TASK TO CARRY OUT:
Copy each line of the listing below where the word "folder" turns up.

◆ ◆ ◆ ◆

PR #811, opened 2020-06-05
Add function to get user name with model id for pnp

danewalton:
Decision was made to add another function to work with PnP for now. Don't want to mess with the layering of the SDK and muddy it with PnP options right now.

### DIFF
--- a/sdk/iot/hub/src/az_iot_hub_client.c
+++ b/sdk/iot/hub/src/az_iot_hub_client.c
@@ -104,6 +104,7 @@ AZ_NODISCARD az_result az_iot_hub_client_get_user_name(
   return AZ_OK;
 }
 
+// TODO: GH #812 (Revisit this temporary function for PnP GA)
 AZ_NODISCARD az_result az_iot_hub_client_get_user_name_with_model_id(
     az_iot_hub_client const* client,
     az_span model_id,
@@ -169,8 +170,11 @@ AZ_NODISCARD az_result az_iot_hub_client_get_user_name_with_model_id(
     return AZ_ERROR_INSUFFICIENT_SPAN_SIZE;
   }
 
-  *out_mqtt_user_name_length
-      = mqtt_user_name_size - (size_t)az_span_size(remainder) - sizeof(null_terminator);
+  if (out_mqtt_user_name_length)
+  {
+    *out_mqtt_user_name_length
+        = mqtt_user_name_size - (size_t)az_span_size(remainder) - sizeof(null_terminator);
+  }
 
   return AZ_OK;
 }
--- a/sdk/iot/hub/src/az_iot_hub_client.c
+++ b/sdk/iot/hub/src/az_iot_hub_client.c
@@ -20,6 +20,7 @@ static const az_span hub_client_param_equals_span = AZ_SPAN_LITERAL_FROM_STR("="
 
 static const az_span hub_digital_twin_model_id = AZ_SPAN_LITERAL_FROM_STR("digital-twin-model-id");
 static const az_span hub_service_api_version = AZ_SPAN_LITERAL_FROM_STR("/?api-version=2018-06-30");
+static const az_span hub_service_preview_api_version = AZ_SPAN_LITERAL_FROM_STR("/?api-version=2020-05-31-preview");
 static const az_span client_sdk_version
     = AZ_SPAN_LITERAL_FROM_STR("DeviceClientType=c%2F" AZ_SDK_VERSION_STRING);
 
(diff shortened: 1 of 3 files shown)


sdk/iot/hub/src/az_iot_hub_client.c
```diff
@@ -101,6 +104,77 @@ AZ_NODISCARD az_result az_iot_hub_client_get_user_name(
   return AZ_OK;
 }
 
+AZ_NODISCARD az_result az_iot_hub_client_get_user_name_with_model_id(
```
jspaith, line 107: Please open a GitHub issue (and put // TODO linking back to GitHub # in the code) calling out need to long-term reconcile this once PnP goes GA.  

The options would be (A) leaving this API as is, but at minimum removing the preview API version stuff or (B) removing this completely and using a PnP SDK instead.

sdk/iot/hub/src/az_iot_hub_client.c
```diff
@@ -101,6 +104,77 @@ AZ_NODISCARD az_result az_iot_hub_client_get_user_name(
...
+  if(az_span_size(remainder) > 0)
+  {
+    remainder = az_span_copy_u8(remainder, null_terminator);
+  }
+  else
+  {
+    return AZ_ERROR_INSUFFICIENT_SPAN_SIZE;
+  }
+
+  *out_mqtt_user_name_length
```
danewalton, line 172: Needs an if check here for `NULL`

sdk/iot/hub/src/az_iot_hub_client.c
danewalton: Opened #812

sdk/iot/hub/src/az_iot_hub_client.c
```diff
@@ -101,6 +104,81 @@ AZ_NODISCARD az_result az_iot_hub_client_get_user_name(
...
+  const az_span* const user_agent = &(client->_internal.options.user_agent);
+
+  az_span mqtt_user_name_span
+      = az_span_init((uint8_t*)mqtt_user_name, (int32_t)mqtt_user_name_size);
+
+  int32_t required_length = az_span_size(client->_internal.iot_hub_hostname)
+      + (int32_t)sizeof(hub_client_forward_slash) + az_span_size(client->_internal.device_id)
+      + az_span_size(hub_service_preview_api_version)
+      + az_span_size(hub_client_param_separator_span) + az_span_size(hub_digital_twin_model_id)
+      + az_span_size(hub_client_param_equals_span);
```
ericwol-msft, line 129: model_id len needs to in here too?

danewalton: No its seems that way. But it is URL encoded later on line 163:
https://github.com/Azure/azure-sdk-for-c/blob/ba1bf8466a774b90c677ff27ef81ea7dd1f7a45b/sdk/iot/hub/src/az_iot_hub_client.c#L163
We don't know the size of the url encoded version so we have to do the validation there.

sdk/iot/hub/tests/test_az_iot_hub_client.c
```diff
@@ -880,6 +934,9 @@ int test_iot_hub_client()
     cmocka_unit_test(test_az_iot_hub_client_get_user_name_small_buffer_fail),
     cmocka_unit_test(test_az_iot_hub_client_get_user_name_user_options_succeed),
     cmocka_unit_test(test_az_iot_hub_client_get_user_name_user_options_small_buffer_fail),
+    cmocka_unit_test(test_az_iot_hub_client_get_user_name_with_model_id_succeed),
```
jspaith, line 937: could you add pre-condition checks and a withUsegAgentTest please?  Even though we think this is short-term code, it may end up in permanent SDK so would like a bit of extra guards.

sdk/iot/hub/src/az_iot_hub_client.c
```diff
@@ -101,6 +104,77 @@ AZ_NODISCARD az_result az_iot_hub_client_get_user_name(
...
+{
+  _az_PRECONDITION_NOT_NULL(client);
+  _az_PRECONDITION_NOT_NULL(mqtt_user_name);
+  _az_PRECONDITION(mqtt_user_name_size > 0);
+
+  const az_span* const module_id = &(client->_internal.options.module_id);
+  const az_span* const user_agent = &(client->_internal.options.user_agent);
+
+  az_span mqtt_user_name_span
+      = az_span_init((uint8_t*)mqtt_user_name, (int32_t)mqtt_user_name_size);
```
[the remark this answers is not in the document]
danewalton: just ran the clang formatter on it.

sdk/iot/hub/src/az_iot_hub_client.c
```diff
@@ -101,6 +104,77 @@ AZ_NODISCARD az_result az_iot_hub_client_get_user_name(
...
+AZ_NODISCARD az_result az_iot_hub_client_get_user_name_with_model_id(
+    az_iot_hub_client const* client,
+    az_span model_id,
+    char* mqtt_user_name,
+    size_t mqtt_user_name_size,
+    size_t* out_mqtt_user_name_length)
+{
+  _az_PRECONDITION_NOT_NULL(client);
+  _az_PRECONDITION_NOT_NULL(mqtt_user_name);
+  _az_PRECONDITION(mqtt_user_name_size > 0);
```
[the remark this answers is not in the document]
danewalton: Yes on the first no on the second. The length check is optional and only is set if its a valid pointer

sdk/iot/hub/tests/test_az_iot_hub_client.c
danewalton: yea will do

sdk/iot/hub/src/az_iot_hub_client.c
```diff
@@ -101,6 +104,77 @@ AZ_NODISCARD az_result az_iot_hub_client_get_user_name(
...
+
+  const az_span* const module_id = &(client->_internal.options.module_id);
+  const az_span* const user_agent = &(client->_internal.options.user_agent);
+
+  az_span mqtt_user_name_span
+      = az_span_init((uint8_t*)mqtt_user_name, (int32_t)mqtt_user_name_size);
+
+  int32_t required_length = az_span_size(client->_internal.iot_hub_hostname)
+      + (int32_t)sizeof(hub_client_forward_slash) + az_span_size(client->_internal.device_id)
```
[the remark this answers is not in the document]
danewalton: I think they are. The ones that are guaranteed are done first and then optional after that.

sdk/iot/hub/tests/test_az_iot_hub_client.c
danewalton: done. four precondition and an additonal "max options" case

◆ ◆ ◆ ◆

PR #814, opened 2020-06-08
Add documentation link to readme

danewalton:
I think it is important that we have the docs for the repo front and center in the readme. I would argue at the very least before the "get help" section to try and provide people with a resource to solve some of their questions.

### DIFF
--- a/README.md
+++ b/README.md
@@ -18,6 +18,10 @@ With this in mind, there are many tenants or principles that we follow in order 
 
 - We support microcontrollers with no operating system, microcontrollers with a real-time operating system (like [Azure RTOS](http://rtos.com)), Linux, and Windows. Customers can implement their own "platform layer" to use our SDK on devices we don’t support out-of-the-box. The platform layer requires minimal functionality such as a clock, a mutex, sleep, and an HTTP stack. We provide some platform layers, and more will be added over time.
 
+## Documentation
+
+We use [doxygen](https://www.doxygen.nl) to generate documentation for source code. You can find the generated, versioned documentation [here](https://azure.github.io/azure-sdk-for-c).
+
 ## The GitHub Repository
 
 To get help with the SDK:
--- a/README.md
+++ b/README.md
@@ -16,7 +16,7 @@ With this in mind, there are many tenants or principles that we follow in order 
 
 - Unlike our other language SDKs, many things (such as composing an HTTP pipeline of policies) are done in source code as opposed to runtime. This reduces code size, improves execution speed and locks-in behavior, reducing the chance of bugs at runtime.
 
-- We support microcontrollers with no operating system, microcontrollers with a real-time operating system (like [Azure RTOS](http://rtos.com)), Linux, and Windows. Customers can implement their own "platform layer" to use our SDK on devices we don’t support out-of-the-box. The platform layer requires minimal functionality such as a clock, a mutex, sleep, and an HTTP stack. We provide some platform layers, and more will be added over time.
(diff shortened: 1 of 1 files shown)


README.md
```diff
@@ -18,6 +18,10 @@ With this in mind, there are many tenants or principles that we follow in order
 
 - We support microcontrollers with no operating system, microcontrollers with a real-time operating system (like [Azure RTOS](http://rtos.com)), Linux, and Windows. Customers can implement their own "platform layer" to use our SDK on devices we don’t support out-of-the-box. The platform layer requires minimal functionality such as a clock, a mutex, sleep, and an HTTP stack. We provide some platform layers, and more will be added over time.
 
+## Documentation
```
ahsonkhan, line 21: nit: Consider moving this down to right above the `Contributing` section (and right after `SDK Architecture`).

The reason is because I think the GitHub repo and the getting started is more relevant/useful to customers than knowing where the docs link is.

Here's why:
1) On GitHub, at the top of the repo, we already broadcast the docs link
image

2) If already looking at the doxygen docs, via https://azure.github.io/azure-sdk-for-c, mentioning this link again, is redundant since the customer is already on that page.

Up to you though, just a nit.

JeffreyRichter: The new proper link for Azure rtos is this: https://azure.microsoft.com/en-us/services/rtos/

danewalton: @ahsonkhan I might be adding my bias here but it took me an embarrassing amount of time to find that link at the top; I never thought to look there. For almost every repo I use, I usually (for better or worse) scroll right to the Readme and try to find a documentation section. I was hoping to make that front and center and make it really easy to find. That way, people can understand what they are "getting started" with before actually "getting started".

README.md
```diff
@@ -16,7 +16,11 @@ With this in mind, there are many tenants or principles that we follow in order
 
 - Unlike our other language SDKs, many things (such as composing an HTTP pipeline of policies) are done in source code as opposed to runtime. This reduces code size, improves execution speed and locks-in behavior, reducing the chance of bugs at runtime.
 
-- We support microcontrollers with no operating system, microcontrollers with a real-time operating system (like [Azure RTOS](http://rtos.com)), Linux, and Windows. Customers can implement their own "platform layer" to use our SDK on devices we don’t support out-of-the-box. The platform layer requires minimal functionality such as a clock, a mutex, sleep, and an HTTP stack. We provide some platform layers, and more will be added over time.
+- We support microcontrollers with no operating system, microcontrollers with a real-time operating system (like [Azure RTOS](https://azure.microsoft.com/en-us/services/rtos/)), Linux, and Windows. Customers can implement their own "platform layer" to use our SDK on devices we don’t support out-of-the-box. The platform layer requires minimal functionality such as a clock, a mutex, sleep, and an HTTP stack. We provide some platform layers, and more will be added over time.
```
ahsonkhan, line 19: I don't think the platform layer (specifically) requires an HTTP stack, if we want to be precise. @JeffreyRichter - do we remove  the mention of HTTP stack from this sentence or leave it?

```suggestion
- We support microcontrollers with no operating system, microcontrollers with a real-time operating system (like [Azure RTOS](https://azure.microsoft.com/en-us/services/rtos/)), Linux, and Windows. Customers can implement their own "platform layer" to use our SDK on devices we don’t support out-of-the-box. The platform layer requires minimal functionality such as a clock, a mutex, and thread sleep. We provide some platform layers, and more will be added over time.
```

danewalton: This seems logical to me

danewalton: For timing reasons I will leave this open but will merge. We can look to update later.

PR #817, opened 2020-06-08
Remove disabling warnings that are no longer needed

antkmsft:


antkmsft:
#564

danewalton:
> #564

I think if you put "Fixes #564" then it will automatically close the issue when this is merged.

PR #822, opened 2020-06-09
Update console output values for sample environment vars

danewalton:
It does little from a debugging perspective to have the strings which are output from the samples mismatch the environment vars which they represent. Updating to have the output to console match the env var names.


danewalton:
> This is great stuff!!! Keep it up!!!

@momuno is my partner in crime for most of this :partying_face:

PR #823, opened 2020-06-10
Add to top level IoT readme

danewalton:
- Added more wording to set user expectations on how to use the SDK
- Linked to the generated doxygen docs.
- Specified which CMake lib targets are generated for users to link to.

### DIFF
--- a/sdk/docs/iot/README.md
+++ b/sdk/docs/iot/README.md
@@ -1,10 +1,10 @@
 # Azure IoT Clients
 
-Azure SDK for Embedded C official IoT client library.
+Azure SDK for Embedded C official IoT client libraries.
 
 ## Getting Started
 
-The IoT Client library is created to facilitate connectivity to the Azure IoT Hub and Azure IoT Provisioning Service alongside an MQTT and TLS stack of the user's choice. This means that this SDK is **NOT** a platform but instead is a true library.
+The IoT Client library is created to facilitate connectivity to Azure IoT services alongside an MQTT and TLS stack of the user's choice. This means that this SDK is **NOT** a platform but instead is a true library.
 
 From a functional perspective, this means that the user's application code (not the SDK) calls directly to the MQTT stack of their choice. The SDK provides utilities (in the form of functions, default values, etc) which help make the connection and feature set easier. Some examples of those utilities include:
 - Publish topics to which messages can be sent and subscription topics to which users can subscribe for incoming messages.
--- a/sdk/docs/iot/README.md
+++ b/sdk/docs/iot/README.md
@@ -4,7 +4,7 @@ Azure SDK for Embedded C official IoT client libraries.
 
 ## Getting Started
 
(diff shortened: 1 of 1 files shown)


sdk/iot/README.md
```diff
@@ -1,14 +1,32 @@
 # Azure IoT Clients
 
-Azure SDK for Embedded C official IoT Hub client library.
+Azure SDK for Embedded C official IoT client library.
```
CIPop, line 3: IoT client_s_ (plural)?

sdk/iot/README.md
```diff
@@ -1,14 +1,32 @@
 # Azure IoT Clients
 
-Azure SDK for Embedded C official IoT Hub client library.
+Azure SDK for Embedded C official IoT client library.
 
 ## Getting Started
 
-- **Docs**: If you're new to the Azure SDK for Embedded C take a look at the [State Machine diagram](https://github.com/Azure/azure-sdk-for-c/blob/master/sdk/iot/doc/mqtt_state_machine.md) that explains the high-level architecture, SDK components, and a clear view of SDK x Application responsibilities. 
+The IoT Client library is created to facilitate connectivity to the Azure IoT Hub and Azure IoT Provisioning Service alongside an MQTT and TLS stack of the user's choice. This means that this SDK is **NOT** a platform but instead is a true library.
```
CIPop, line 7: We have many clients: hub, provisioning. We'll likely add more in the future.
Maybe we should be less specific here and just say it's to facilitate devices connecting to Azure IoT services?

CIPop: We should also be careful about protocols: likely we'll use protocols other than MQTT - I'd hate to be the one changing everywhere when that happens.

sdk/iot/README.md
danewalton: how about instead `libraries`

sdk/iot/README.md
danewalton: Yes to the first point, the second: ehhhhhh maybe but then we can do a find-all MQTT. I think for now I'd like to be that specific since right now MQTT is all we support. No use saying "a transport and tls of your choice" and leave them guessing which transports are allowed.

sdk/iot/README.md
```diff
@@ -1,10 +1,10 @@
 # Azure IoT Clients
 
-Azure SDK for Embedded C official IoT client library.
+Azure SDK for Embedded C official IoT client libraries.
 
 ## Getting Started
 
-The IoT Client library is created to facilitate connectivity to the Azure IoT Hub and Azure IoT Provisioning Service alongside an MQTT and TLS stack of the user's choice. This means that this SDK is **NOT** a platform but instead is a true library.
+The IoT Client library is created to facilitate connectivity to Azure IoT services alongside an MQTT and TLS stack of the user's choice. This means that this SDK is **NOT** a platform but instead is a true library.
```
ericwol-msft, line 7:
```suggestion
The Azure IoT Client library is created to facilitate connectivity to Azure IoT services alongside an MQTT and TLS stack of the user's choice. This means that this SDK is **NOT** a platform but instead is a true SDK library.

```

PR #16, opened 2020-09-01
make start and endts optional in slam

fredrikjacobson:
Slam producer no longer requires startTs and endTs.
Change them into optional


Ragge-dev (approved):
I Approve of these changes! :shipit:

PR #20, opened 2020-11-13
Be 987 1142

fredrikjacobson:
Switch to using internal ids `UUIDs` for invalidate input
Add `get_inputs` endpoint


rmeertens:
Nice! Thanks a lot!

◆ ◆ ◆ ◆

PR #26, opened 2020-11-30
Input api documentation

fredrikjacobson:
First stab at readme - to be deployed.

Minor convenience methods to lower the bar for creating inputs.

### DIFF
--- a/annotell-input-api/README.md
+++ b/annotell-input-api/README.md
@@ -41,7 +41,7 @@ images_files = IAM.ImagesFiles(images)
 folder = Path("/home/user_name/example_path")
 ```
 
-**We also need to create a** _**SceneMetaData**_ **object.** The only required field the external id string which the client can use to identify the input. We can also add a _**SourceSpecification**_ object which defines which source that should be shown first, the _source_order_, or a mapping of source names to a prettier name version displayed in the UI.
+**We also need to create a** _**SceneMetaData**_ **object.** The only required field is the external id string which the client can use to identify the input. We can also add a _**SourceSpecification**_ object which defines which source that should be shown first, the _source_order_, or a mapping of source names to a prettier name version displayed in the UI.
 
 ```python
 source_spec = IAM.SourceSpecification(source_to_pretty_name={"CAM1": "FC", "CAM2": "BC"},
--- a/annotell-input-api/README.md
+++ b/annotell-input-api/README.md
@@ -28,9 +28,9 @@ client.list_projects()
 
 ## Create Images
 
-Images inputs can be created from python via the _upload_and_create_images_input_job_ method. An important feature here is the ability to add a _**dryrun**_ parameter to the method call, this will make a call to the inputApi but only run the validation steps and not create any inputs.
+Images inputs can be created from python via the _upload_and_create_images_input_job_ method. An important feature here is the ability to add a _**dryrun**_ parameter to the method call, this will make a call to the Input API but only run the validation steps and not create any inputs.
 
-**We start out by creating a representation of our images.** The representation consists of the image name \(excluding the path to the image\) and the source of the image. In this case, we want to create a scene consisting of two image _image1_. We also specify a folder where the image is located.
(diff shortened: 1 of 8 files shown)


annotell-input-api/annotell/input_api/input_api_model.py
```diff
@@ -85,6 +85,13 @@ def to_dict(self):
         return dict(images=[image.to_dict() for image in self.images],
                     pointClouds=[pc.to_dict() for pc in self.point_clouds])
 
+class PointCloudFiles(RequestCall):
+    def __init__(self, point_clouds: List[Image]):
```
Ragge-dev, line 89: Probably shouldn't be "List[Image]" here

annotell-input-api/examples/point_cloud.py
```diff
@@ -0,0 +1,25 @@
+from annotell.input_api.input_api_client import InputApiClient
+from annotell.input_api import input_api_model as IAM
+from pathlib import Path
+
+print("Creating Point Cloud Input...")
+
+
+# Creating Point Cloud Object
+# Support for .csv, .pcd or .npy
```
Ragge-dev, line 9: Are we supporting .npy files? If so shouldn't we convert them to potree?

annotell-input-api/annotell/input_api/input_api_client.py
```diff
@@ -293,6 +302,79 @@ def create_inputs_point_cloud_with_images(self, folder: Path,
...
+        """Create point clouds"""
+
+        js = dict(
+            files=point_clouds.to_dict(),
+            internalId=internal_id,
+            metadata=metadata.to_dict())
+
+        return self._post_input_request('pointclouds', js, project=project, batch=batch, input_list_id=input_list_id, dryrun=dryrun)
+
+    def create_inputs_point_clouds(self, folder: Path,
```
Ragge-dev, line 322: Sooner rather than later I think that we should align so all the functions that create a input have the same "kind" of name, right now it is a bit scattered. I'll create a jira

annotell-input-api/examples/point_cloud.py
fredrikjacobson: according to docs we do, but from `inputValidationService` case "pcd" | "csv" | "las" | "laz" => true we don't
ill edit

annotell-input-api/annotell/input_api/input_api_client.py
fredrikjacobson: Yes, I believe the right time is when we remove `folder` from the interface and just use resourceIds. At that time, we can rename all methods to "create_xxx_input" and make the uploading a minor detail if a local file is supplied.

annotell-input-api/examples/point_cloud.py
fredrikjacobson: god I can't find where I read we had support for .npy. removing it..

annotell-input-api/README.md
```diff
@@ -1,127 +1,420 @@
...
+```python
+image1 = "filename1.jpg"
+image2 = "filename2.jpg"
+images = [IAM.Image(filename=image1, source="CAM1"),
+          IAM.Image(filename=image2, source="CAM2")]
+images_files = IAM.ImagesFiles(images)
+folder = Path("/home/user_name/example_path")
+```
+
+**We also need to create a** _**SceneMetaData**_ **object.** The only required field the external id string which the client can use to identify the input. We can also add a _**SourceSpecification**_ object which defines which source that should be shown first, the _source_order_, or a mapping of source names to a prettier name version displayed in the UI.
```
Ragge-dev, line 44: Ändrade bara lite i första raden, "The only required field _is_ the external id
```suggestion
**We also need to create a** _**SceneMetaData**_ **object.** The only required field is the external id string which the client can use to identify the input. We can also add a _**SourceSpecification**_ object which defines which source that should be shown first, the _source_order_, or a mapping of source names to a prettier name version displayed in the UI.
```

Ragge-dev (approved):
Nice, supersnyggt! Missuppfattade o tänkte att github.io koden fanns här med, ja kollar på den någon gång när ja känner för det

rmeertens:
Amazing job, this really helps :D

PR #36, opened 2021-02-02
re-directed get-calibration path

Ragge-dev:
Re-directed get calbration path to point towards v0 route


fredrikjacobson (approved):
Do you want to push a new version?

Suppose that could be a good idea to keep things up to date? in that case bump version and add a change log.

◆ ◆ ◆ ◆

EXPECTED ANSWER:
 folder = Path("/home/user_name/example_path")
-**We start out by creating a representation of our images.** The representation consists of the image name \(excluding the path to the image\) and the source of the image. In this case, we want to create a scene consisting of two image _image1_. We also specify a folder where the image is located.
@@ -293,6 +302,79 @@ def create_inputs_point_cloud_with_images(self, folder: Path,
+    def create_inputs_point_clouds(self, folder: Path,
fredrikjacobson: Yes, I believe the right time is when we remove `folder` from the interface and just use resourceIds. At that time, we can rename all methods to "create_xxx_input" and make the uploading a minor detail if a local file is supplied.
+folder = Path("/home/user_name/example_path")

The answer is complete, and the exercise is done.